Saved data entries:
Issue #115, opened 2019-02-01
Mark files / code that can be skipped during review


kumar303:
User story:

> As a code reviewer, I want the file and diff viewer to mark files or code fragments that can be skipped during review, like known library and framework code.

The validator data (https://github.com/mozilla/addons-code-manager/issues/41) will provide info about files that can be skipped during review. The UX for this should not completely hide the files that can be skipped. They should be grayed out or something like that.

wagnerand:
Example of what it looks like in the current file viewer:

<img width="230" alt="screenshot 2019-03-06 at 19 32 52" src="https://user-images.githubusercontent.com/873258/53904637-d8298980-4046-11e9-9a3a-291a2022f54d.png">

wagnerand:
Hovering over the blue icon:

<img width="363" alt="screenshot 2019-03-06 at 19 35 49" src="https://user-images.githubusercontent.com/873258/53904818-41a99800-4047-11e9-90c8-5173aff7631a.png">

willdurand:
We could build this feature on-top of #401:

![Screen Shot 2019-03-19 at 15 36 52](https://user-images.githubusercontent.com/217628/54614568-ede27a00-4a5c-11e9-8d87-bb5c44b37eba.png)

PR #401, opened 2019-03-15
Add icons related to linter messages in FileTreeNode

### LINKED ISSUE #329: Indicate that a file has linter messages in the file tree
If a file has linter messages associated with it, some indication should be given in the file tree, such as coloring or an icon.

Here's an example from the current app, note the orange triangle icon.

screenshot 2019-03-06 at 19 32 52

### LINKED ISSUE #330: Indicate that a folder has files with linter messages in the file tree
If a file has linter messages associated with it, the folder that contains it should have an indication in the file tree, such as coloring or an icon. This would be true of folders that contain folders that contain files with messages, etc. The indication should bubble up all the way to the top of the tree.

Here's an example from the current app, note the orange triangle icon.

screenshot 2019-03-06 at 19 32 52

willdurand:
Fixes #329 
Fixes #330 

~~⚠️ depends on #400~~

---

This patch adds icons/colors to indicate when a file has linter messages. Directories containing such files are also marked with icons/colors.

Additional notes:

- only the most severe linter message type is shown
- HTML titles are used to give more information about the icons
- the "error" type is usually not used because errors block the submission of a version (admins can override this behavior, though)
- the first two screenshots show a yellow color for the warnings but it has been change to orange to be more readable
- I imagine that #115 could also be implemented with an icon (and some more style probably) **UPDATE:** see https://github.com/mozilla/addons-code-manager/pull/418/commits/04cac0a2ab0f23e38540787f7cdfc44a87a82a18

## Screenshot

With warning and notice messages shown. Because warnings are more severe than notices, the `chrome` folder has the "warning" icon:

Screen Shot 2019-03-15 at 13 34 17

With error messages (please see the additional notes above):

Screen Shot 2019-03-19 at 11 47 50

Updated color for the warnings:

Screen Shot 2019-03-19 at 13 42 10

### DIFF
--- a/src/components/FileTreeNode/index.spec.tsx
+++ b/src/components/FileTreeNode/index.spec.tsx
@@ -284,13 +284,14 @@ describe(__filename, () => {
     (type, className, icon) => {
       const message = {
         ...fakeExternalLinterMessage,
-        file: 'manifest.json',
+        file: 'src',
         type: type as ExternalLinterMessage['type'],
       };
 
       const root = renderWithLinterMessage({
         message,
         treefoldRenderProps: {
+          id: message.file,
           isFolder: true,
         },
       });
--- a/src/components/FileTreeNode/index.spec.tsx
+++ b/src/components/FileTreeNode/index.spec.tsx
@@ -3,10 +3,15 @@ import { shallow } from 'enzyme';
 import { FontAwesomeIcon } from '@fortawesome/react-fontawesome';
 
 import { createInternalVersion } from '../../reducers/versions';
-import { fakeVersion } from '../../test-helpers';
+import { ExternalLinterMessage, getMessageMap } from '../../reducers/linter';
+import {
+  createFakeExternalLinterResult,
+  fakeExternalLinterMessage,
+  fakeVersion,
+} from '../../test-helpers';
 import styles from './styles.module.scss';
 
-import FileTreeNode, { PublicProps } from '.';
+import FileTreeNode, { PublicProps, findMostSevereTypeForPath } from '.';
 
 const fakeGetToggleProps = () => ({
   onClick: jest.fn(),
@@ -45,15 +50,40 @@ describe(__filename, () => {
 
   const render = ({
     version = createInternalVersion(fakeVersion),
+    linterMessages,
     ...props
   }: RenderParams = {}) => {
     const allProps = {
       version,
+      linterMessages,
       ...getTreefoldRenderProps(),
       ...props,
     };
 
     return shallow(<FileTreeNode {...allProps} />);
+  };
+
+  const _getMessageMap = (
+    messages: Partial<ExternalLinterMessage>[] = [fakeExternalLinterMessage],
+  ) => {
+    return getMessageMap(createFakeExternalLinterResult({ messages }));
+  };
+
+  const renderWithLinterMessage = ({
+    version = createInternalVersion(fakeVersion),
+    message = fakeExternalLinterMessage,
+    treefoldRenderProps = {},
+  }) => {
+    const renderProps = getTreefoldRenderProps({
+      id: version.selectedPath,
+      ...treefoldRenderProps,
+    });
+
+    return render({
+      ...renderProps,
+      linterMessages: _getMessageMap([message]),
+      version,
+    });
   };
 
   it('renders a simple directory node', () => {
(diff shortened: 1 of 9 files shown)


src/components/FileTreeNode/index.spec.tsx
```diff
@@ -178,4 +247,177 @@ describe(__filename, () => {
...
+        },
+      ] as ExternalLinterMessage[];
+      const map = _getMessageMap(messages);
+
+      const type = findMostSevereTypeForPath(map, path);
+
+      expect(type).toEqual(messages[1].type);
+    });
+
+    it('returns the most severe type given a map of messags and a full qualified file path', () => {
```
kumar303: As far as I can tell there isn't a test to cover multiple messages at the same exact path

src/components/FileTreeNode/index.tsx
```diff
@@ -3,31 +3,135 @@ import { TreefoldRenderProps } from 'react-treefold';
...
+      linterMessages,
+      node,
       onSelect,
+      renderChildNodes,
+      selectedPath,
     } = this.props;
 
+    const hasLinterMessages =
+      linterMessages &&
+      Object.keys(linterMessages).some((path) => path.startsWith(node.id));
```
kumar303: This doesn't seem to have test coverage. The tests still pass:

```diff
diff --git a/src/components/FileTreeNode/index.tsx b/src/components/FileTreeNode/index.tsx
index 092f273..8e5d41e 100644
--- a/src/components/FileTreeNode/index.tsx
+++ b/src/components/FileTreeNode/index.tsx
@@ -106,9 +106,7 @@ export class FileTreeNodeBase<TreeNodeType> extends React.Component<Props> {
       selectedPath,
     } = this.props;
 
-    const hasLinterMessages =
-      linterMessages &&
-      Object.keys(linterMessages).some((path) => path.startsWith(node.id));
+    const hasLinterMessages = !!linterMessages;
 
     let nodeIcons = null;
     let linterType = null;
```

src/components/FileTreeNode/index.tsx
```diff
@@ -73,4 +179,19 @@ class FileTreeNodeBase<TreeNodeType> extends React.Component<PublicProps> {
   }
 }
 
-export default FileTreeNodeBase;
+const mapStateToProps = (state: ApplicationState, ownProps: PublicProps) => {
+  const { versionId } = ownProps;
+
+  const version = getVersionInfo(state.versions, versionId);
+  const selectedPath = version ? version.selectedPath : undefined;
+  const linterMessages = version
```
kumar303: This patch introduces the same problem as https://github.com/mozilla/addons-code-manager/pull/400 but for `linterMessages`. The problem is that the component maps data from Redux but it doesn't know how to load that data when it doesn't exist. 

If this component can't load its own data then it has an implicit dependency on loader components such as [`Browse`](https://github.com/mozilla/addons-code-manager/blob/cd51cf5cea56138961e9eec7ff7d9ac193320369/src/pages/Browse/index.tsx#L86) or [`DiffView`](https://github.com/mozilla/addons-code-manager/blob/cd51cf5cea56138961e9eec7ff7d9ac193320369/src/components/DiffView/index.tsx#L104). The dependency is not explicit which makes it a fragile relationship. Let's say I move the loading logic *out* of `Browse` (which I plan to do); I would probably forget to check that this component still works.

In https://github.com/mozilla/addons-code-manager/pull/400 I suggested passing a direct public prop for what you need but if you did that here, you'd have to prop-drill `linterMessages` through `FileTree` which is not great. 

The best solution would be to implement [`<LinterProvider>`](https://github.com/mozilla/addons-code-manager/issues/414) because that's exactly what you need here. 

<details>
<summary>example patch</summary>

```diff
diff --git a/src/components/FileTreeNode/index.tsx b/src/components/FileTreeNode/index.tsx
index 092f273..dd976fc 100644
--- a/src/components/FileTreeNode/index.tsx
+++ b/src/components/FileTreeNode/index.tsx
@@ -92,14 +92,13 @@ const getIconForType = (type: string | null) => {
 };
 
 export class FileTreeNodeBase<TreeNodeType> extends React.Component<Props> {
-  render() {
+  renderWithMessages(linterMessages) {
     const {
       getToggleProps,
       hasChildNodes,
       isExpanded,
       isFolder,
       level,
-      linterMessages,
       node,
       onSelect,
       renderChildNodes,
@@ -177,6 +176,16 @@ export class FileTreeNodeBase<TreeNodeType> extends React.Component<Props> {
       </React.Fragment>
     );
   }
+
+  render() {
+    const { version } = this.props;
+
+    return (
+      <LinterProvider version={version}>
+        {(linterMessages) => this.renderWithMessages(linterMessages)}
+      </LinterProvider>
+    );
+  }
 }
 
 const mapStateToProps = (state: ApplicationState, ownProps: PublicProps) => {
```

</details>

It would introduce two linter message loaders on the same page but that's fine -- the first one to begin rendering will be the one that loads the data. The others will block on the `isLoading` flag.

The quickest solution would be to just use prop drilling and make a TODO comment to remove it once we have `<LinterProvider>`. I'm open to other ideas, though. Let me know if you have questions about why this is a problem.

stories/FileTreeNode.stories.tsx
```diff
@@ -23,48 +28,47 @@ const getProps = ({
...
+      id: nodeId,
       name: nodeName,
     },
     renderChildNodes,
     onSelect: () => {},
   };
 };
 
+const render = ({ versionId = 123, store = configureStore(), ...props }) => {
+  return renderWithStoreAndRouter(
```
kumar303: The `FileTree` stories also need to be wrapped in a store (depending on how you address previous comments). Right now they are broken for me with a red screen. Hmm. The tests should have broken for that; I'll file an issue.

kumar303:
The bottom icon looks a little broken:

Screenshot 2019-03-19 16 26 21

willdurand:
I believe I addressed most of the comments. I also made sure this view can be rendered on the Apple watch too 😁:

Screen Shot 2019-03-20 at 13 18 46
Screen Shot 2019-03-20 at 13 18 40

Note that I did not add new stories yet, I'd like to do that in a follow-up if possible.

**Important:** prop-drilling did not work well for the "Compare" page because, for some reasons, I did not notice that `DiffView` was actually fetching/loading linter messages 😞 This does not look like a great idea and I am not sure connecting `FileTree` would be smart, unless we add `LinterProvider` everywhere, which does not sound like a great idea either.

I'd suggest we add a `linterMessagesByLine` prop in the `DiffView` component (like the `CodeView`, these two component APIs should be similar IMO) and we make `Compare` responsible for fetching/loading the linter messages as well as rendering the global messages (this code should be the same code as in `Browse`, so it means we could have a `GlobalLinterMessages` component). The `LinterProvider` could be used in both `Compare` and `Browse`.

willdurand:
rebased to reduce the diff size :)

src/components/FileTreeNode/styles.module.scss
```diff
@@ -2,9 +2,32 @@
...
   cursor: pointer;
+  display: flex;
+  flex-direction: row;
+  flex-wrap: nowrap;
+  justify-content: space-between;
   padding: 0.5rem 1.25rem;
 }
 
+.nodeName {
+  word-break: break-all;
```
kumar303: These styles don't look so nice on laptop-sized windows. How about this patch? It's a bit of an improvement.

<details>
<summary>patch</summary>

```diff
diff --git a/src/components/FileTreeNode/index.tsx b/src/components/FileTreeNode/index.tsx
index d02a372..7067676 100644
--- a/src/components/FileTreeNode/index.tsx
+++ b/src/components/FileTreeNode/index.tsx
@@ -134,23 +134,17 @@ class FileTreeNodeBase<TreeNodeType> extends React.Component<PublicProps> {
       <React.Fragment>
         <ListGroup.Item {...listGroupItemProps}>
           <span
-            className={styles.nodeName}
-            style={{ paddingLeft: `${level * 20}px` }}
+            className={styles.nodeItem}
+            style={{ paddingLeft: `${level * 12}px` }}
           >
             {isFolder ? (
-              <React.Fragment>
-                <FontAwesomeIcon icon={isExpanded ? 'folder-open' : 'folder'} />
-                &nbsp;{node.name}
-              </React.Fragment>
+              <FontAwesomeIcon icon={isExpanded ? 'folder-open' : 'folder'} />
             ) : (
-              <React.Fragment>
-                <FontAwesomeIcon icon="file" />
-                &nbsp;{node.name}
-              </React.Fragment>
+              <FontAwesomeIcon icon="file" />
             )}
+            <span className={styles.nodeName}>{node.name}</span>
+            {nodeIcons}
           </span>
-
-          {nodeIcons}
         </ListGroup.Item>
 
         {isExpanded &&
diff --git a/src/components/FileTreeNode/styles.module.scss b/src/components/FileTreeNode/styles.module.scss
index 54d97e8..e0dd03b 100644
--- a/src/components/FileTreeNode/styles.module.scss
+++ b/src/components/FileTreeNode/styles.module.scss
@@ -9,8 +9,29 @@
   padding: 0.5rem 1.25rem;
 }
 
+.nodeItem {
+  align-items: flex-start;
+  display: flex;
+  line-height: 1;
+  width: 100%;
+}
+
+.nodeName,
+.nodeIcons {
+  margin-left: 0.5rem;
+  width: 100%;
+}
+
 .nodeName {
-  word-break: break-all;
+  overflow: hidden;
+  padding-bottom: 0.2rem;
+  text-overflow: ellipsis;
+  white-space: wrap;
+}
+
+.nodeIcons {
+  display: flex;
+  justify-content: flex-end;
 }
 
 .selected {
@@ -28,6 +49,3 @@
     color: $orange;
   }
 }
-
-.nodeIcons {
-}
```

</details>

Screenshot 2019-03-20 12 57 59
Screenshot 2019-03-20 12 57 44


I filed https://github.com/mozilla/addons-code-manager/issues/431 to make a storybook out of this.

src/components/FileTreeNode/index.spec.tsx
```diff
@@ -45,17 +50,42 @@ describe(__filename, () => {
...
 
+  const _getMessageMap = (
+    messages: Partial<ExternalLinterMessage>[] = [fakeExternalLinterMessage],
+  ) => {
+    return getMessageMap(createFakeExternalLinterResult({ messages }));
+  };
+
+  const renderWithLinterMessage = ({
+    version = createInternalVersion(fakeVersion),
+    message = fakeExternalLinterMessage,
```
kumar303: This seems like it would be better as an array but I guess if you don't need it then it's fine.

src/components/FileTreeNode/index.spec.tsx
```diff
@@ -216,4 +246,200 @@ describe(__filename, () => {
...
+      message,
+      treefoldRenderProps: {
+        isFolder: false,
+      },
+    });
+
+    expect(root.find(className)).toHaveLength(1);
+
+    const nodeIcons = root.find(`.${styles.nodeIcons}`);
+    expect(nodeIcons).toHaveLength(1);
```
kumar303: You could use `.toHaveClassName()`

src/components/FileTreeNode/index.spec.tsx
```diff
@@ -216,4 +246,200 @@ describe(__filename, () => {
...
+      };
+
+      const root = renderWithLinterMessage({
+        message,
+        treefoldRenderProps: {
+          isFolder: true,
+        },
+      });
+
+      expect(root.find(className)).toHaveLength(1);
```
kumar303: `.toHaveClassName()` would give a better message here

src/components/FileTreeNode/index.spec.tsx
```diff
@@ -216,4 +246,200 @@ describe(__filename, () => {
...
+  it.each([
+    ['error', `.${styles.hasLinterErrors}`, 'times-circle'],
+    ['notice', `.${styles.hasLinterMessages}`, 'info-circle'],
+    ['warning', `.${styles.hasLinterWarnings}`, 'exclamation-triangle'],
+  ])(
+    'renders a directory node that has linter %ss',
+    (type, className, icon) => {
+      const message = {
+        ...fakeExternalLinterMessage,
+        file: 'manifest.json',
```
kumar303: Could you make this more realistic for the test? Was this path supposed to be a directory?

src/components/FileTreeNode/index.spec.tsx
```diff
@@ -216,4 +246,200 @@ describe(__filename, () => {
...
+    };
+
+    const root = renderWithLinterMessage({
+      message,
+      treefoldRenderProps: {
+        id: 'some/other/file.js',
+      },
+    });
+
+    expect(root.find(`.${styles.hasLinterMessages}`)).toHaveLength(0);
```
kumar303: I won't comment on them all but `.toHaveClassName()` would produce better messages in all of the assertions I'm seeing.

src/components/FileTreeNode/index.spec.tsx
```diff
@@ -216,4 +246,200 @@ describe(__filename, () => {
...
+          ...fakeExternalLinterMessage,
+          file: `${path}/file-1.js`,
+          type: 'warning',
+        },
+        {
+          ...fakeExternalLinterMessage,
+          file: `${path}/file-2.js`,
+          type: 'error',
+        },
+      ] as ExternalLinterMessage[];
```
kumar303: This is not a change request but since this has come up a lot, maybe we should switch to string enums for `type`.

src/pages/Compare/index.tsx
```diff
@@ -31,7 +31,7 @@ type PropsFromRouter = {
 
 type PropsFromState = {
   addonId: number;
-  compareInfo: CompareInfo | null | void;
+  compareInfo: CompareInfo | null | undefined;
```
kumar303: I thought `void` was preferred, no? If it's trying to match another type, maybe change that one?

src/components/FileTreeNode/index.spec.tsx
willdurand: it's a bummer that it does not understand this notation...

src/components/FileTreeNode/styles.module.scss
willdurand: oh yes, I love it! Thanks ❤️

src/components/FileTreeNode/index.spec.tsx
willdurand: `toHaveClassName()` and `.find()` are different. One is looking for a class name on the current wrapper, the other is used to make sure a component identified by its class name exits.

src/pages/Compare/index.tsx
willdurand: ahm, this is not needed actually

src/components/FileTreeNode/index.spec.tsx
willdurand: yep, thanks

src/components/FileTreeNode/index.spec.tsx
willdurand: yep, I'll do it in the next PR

EXERCISE OBJECTIVE
In the reply, include exactly the lines from the beginning of the entries above through the line holding "and framework code.", and nothing besides.

SOLUTION TO THIS EXERCISE
Issue #115, opened 2019-02-01
Mark files / code that can be skipped during review


kumar303:
User story:

> As a code reviewer, I want the file and diff viewer to mark files or code fragments that can be skipped during review, like known library and framework code.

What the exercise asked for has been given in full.